What The Times called a “cyber duel” ensued. Mitnick is an unscrupulous academic who praises his opponent’s technical skills, while Shimomura is a conscientious freelancer who accuses Mitnick of violating the norms of online communities.
“This behavior is unacceptable,” he told The Times.
Using software he designed to reconstruct a user’s computer session, as well as a mobile-phone scanning device, Mr. Shimomura set out to find Mr. Mitnick’s location.
Mitnick was eventually caught by the FBI and charged with illegal use of a telephone access device and computer fraud. “He allegedly obtained corporate trade secrets worth millions of dollars,” San Francisco Assistant U.S. Attorney Kent Walker said at the time. “He’s a very big threat.”
In 1998, while Mitnick was awaiting sentencing, a group of supporters took over the New York Times website for hours, forcing it to shut down. New York Times technology reporter John Markoff, also involved in the dispute, reported shortly after his arrest that Mitnick had obtained Mr. Markoff’s emails in retaliation for Mr. Markoff’s coverage of his activities.

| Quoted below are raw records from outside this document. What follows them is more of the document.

PR #2069, opened 2024-02-29
CMR-9748 Moving collection metadata cache to its own and separating r…

eereiter:
…eaders and writers.

# Overview

### What is the feature/fix?
Moving collection metadata cache to its own and separating readers and writers.

### What is the Solution?

Added some new configuration parameters for the new cache and updated the redis code to use them based on the passed in cache key.

redis

# Checklist

- [N/A] I have updated/added unit and integration tests that prove my fix is effective or that my feature works
- [ X] New and existing unit and int tests pass locally and remotely with my changes
- [X] I have made corresponding changes to the documentation


redis-utils-lib/src/cmr/redis_utils/config.clj
```diff
@@ -35,13 +63,40 @@
 
 (defconfig redis-retry-interval
   "The number of milliseconds to wait between Redis retry command."
-  {:default 100 :type Long})
+  {:default 400 :type Long})
 
 (defn redis-conn-opts
```
TylerHeald1, line 68: All the new option lists are ops, so either this one needs to change or the others should end with 'opts'

redis-utils-lib/src/cmr/redis_utils/redis.clj
```diff
@@ -6,39 +6,52 @@
...
+                      (error (format "Redis %s %s failed with exception %s"  wr-string# ~key e#)))))))]
+        (with-retry# (config/redis-num-retries))))
 
 (defn healthy?
   "Returns true if able to reach Redis."
   [& args]
   {:ok?
    (try
-     (= "PONG" (wcar* (carmine/ping)))
+     (= "PONG" (wcar* "healthy?" true (carmine/ping)))
```
TylerHeald1, line 47: Do we not need to use this function on the redis-collection-metadata-cache? With new code for wcar* it seems like 'healthy?' 'reset' and 'get-keys' will never be able to be used on the new redis cache

redis-utils-lib/src/cmr/redis_utils/redis.clj
```diff
@@ -6,39 +6,52 @@
...
+    The passed in key allows for specific redis caches as well as more logging information.
+    The read? is a true/false flag that signifies that a read-only replica redis connection
+    should be used. This flag is also used in more logging information.
+    For available commands refer to Redis docuemntation or:
+    https://github.com/ptaoussanis/carmine/blob/master/src/taoensso/carmine/commands.edn."
+    [key read? & body]
+    `(let [with-retry#
+            (fn with-retry# [num-retries#]
+              (let [wr-string# (if ~read? "read" "write")
+                    config# (if (= :collection-metadata-cache ~key)
```
TylerHeald1, line 20: The only usages of wcar* I saw outside of the defrecord RedisCache and defrecord RedisHashCache was for tests (as wcar* and the get-keys function in the same file) and in dev-system/src/cmr/dev_system/control.clj for the /reset and /clear-cache endpoints (with the reset function from this file).
Would we be able to add the connection options as a part of the redis cache record details and then just pass the connection options into wcar* as an argument so we can avoid this logic?

redis-utils-lib/src/cmr/redis_utils/config.clj
eereiter: fixed.

common-app-lib/src/cmr/common_app/services/search.clj
```diff
@@ -41,14 +42,18 @@
   "Returns a cache backed by Redis. This cache is used to store a map of cmr scroll-ids to ES scroll-ids 
    in a consistent way acrosss all instances of search."
   []
-  (redis-cache/create-redis-cache {:ttl (/ (scroll-id-cache-ttl) 1000)}))
+  (redis-cache/create-redis-cache {:ttl (/ (scroll-id-cache-ttl) 1000)
```
jceaser, line 45: I know you did not do this, but should 1000 be a def?

redis-utils-lib/src/cmr/redis_utils/config.clj
```diff
@@ -20,6 +44,10 @@
   "Timeout for connection in ms."
   {:default 3000 :type Long})
 
+(defconfig redis-collection-metadata-timeout-ms
+  "Timeout for connection in ms."
+  {:default 300000 :type Long})
```
jceaser, line 49: consider using math to show that this is 5 min, the zeros all run together with my eyes.  :)

redis-utils-lib/src/cmr/redis_utils/config.clj
```diff
@@ -35,13 +63,40 @@
 
 (defconfig redis-retry-interval
   "The number of milliseconds to wait between Redis retry command."
-  {:default 100 :type Long})
+  {:default 400 :type Long})
```
jceaser, line 66: why 4 times longer?

common-app-lib/src/cmr/common_app/services/search.clj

Mr. Mitnick entered into plea deals in 1996 and 1999 that included pleading guilty to computer and wire fraud. He was released from prison in 2000 on the condition that he not use a computer or cell phone for three years without permission from a probation officer.
After he was released from prison, Mitnick read a statement of self-defense. “My crime was simple trespass,” he said. “My case is a case of curiosity.”

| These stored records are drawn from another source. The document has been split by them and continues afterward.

PR #796, opened 2020-02-09
Update context for github links in documentation

langner:
We should be pointing to the cclib repo ever since we moved the documentation sources there from the cclib/cclib.github.io repository.

Here's a screenshot below. The link that's not working is in the upper right corner:
screencapture-cclib-github-io-data-html-1581217926904

### DIFF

Kevin David Mitnick was born on August 6, 1963, and grew up in the Van Nuys area of Los Angeles. His parents, Alan Mitnick and Shelly Jaffee, divorced when he was 3 years old, and he was raised by his mother, a waitress.

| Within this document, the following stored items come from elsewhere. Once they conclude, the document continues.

PR #798, opened 2020-02-17
QCSchema: add output writer

### LINKED ISSUE #643: Plan building out support for QCSchema JSON
We write out CJSON, but we should think about eventually supporting the QCSchema variants as well: https://github.com/MolSSI/QCSchema

Bert wrote a converter from NWChem output: https://github.com/wadejong/NWChemOutputToJson

berquist:
~~This is just a proof-of-concept to show in https://github.com/cclib/cclib/issues/643.~~ Not a proof-of-concept, rather the first implementation.


cclib/io/qcjsonwriter.py
```diff
@@ -0,0 +1,101 @@
...
+
+        qcschema_dict["schema_name"] = "qcschema_output"
+        qcschema_dict["schema_version"] = 1
+
+        qcschema_dict["molecule"] = dict()
+        qcschema_dict["molecule"]["schema_name"] = "qcschema_molecule"
+        qcschema_dict["molecule"]["schema_version"] = 2
+
+        # FIXME hack
+        qcschema_dict["driver"] = "energy"
```
shivupa, line 35: Is the thought here to populate based on `optdone` and the presence of certain attributes or by parsing `metadata->input_file_contents` or something else?

berquist:
Looks like we will need to do extra work to keep the 2.x branch up to date, or only make PRs from the head of 2.x rather than master.

cclib/io/qcjsonwriter.py
```diff
@@ -0,0 +1,101 @@
...
+        qcschema_dict["model"]["method"] = method
+
+        # FIXME
+        qcschema_dict["model"]["basis"] = ""
+
+        qcschema_dict["provenance"] = dict()
+        qcschema_dict["provenance"]["creator"] = metadata["package"]
+        qcschema_dict["provenance"]["version"] = metadata["package_version"]
+        # FIXME
+        qcschema_dict["provenance"]["routine"] = ""
```
shivupa, line 63: Would we want something to indicate that this was created through cclib rather than by the `metadata['package']` directly?

cclib/io/qcjsonwriter.py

Mr. Mitnick was a burly, lonely boy who at age 12 learned how to ride the buses freely using a $15 punch card and blank tickets he found in dumpsters. In high school, he developed a fascination with the inner workings of telephone company switches and circuits. His level of mischief was high, and he managed to program the home phones of people he didn’t like so that every time a call was answered, there would be a recording asking for a 25-cent deposit.
He showed a flagrant willingness to break the law, breaking into Pacific Bell offices as a teenager and stealing technical manuals.
In the late 1980s, he was twice convicted of hacking into company computer systems, leading to prison terms and counseling for his computer addiction.
However, Mitnick often took surprisingly old-fashioned ways of stealing high-tech gadgets. He often posed as an authority figure by phone and e-mail, convincing lower-level company officials to hand over passwords that would have given him access to confidential information.
Mr Mitnick’s first marriage in his early twenties quickly ended in divorce. He met Kimberly Barry at a cybersecurity conference in Singapore in 2015, and the two soon began dating. They married last year after he learned he had cancer. She survived his death and was pregnant with his first child.
The year Mitnick was released, The Times reported an “unusual arrangement” in which he was hired as a cybersecurity consultant by a California university he had “victimized.” Mr Mitnick calls it a “hack for hire”.
It is now commonplace for hackers to find work by exposing loopholes in governments and corporations. KnowBe4, a company partly owned by Mr. Mitnick, describe Claims to be “the world’s largest provider of security awareness training”. The cybersecurity training courses designed by Mr. Mitnick have been used by more than 60,000 organizations, the company said.
In 2017, journalist and author Amy Webb, who wrote about data privacy in The New York Times Book Review, identified the once-hunted hacker by a nickname that would have confused law enforcement officers and newspaper readers in the 1990s: “Internet security expert Kevin Mitnick.”
Livia Albeck-Ripka and mayor of orlando contributed to the report.